*** Opening of EXERCISE INPUTS ***

PR #7191, opened 2021-07-21
Track concrete structure types

ratulm:


dhalperi (commented):
> *[Reviewable](https://reviewable.io/reviews/batfish/batfish/7191)* status: 0 of 4 files reviewed, 1 unresolved discussion (waiting on @ratulm and @sfraint)

___
*[projects/batfish-common-protocol/src/main/java/org/batfish/vendor/VendorConfiguration.java, line 145 at r1](https://reviewable.io/reviews/batfish/batfish/7191#-Mf759mV8tvOjZ1_vArY:-Mf759mV8tvOjZ1_vArZ:b4xtmo6) ([raw file](https://github.com/batfish/batfish/blob/4427e0a36e9bea566ed8329d08ee18e294745bd4/projects/batfish-common-protocol/src/main/java/org/batfish/vendor/VendorConfiguration.java#L145)):*
> ```Java
>           }
>         });
>     _concreteStructureTypes
> ```

I don't believe this is safe -- the abstraction is per-reference type.

Also, not all vendors use this way of tracking, I believe -- do not think it's good to do generically.

Instead, we should look at the vendor structure enum classes itself -- and only use the ones that are defined that way.

ratulm:
Will take another tack.

PR #7195, opened 2021-07-22
ForwardingAnalysis: use ARP IP instead of top-level route's next-hop IP

anothermattbrown:
ForwardingAnalysis distinguishes between ARP errors for owned vs unowned IPs for the purposes of assigning FlowDisposition. Previously we checked whether the top-level route's next-hop IP was owned, instead of the resolved ARP IP. This change fixes that, and also rewrites the classification logic to make clear that a single route can resolve to both an owned and an unowned  ARP IP (also a bit more efficient).


dhalperi (commented):
> *[Reviewable](https://reviewable.io/reviews/batfish/batfish/7195)* status: :shipit: complete! all files reviewed, all discussions resolved (waiting on @anothermattbrown)

PR #7199, opened 2021-07-26
Layer1Topology: flexible matching for interfaces

dhalperi:
1. Introduce `InterfaceUtil` to be a single place to handle logic
2. Plumb it into cleanLayer1Topology. The raw Layer1Topology is the only one
   that should contain non-canonical names.


anothermattbrown (commented):
> *[Reviewable](https://reviewable.io/reviews/batfish/batfish/7199)* status: :shipit: complete! all files reviewed, all discussions resolved (waiting on @arifogel and @corinaminer)

PR #7210, opened 2021-07-30
L3AdjacencyComputer: do not connect interfaces with L1 to global hub

dhalperi:
The activeLogicalL1Topology does not include edges where one or both sides are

*** Close of EXERCISE INPUTS ***

▸ ACTIVITY: Show the lines from the data above that contain the string "believe".

▸ REPLY:
I don't believe this is safe -- the abstraction is per-reference type.
Also, not all vendors use this way of tracking, I believe -- do not think it's good to do generically.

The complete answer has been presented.